There is, however, a necessity of connecting the previous models to the dashboards’ source code to be generated (Voelter & Visser, 2011). A Domain-Specific Language (DSL) has been designed to accomplish this connection. This DSL is based on the identified domain’s features, by structuring them with XML technology (Bray et al., 1997) and by validating the model restrictions with an XML schema (Fallside, 2000). XML technology provides a readable and easy-to-parse manner for injecting functionalities or requirements in a system, fostering flexibility since these rules are not directly defined (or hard-coded) in the source code.

The following examples describe the DSL developed for this work. Following the meta-model, every dashboard will be composed by one or more pages, each page with its configuration (i.e., layout and components, as seen in Fig. 5), and each page component with its setting (given the feature model, as seen in Fig. 6).

Data resources of each visual component are represented by the XSD generic type “anyType”, to decouple the data structure and format from the presentation, and also to open up the possibility of injecting dynamic data sources without affecting the DSL syntax.

In Figs. 6 and 7 the resemblance of the XML schema structure with the feature model can be appreciated. The hierarchical nature of XML matches with the hierarchical structure of feature diagrams. This resemblance allows better traceability of the features involved in the product line, because the syntax of the DSL is obtained from the feature model, thus providing a computer-understandable specification of the SPL, necessary to process the requirements and to automate the dashboard generation. In this current approach, the dashboard’s feature model serves as documentation, but, as it will be discussed, it would be extremely valuable to create a programmatic link between this model and the DSL specification, in order to propagate and reflecting any feature model change automatically in the DSL, improving maintainability.

Finally, Fig. 8 shows how the layout of the dashboard is specified in terms of rows, columns and components (following, again, the meta-model previously presented). The DSL combines both the meta-model and feature model designs to obtain a specific syntax to configure all the aspects regarding the generation of final products.

The whole schema for the DSL can be consulted at the following GitHub repository https://github.com/AndVazquez/dashboard-spl-assets (Vázquez-Ingelmo, 2018).

Code generator

To put together all the developed assets and concepts, a code generator has been developed to manage the generation of functional dashboards. The generator interprets the DSL (i.e., XML configuration files) and selects the appropriate template (i.e., core assets of the SPL) to configure them by injecting the chosen features, obtaining the dashboards’ final source code. The code templates and XML configuration files are managed by the developers following the elicited user requirements.

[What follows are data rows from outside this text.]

PR #3652, opened 2022-09-25
feat: contrast util with yiq calculator

ornanovitch:
**Needed for https://github.com/flarum/framework/pull/3653**

- The `isDark` utility converts a hex color to rgb, and then calcul a YIQ value in order to get the appropriate contrast value (is it dark or is it light?)
- In order to use this new snippet without any pain, I created two new color variables which aren't depending on the dark/light mode: `@text-on-light` and `@text-on-dark`

See #3653 for example

See https://www.w3.org/TR/AERT/#color-contrast for references

I don't know... Is the name getContrast ok regarding your naming conventions?

**Screenshot**

see https://github.com/flarum/framework/pull/3653

**Necessity**

**Confirmed**

- [x] Tests are not appropriate here.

The inputs and outputs of the code generator can be seen in Fig. 9.

Code templates

The next challenge regarding the implementation of this SPL involves the choice of the techniques for materializing the product line’s variability points. In this case, personalization is focused on the visual elements of the system’s presentation layer, which require fine-grained variability (Kästner & Apel, 2008). Coarse-grained variability involves the addition and removal of full components, which is also useful for this approach (users may prefer a scatter diagram over a chord diagram to achieve their goals, removing the last from the dashboard). However, visual components themselves (referring to the elements that compose them) also require high variability to fit into different requirements, so fine-grained variability needs to be accomplished. There exist different approaches to implement fine-grained software composition, as in the case of FeatureHouse (Apel, Kastner & Lengauer, 2009), which uses superimposition and feature structure trees (FSTs), however, not every method supports the currently required granularity, which involves even statement-level variability. Fine granularity often prohibits superimposition approaches (Apel, Kästner & Lengauer, 2013).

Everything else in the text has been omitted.